Blue stained wood with crimson carnations

Monday, December 31, 2012

Can You Hear the People Sing?


I rarely go to see movies in the theater.

However, the much anticipated film adaptation of the musical "Les Miserables" officially arrived in theaters this week- and anyone who knows me knows that I am a sucker for musicals.
Generally, when a film I want to see is out I wait for the DVD and watch it in the comfort of my own home and with my own blanket and snacks and a firm grasp on the remote for 'scenes of a questionable nature' that I want to skip. This time however the pull of seeing a musical on the big screen in all its glory was too big of a draw and from the first of my hearing of it almost two years ago now I knew that I would be going to see it.

Last night I went and saw it. And I loved it.

This film will be known years from now as the benchmark for many things. The cinematography is remarkable and different than anything that has been done in generations. In fact, I think it will come to be the "Citizen Cain" of our generation. In many places the scope and surreality of the style reminded me of another favorite of mine, "Fiddler on the Roof". The director made bold choices in showing sweeping views with solitary figures and more strikingly in the strategy he took in using extreme closeups of the actors. At first I really didn't like this tactic, it feels too invasive and too personal, and too raw. You cannot help but to feel the same emotions as the characters are dealing with and it sends you on an emotional roller coaster right along with them.
Then I realized that is just the point.
Yes, the point is that you feel ground down, that you feel the dirt and the grime, it is even the point that you feel the disgusting nature of sin. But it is also the point that you feel the repentance, the love, the joy, and the ever stirring surge of hope.
Additionally, the benchmark that is laid down in the acting/singing department is tremendous. The acting is flat out superb! With the exception of Russel Crow whom I have an intense dislike for all the other players are great favorites of mine and played their roles with skill and grace. Anne Hathaway destroyed herself in her portrayal of Fantine and broke my heart too while she was at it! From her gut wrenching "I Dreamed a Dream" to her death I sat and cried my eyes out! Hugh Jackman is utterly convincing and equally moving through out his portrayal of Jean Valjean. He again brought me to tears as he wound down and brought the movie to a close.
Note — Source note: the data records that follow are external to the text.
PR #223, opened 2016-12-13
bump cookbook + build in parallel in Jenkinsfile

tobsan:
Since the cookbook sets -j$(nproc) now, we should give the amount of cores/ram we have to it when building in Jenkinsfile.

### DIFF
--- a/Jenkinsfile
+++ b/Jenkinsfile
@@ -16,13 +16,14 @@ node {
         buildParams       += "-DENABLE_EXAMPLES=ON -DCMAKE_INSTALL_PREFIX=/usr"
 
         // Stages are subtasks that will be shown as subsections of the finiished build in Jenkins.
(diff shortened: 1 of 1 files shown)


thenor (approved):

Jenkinsfile
```diff
@@ -23,9 +23,26 @@ node {
             sh 'git submodule update --init'
 
         stage 'StartVM'
+            // Calculate available amount of RAM
```
DunderRoffe, line 27: Please change the stage variables to use block bodies{} as the alternative is deprecated

DunderRoffe (changes requested):

Jenkinsfile
tobsan: Done.

DunderRoffe (approved):

PR #227, opened 2016-12-14
Fix behavior of creating unrelated file

kursatkobya:
fix unrelated file creation on network service tests


tobsan (changes requested):
Please add a comment on why we're exiting. As I understand it, it is to avoid doing further checks, right?

tobsan (approved):

PR #229, opened 2016-12-14
servicetest: increase dbus timeout to 5 secs

tobsan:
For some reason, the dbus tests have started to run very slowly, so for
them not to fail, we increase the timeout. The timeout is set to 5 secs
instead of 1.

### DIFF
--- a/servicetest/dbus/dbusapp.py
+++ b/servicetest/dbus/dbusapp.py
@@ -65,13 +65,21 @@ class Server(threading.Thread):
         self.service = Service(bus)
         self.__loop.run()
 
-    def wait_until_requests(self, multiplier=1, timeout=1):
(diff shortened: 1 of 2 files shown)


servicetest/dbus/dbusapp.py
```diff
@@ -65,13 +65,21 @@ def run(self):
         self.service = Service(bus)
         self.__loop.run()
 
-    def wait_until_requests(self, multiplier=1, timeout=1):
+    def wait_until_requests(self, multiplier=1, timeout=5):
```
DunderRoffe, line 68: This will break previous work with lowering the execution time. There should be a real solution to this problem.

DunderRoffe (changes requested):

tobsan:
Closed because I for some reason pushed to another branch with the actual fix.

PR #373, opened 2016-03-15
Add new compatibility rules for MUnit 1.2.0

diegostrubolini:


george-hoffer:
Looks good. Thanks for fixing these.

PR #379, opened 2016-03-18
Fix code tags

estebanwasinger:


estebanwasinger:
Can be cherry picked to 3.7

But my love of this movie had as much to do with its grand themes as it did with is visual appeal and 'star power'.
This story's greatest asset is its themes of redemption, love, and mercy.
Earlier this week I ran into this article posted on Desiring God. I won't attempt to recreate the adeptly illustrated points the author makes in showing the reader how great a gift mercy is and how undeserving of it each one of us is, but I would encourage you to go read it for yourself. In the past I have seen the Liam Nisson version of the story and was left wondering and wanting with its portrayal of the story. I never got what the point was because I was to caught up in following the intricacies of the plot. The thing I discovered I've always been missing from this tale was the mercy. From the very beginning of the (2012) film and Valjean's conversion to his selfless acts throughout, to his quiet fade into glory this story screams from the rooftops of the power of God's redeeming one man and that man's demonstration of life changing mercy to all he encounters. After all, who  better to show mercy than one who has received it and knows it power?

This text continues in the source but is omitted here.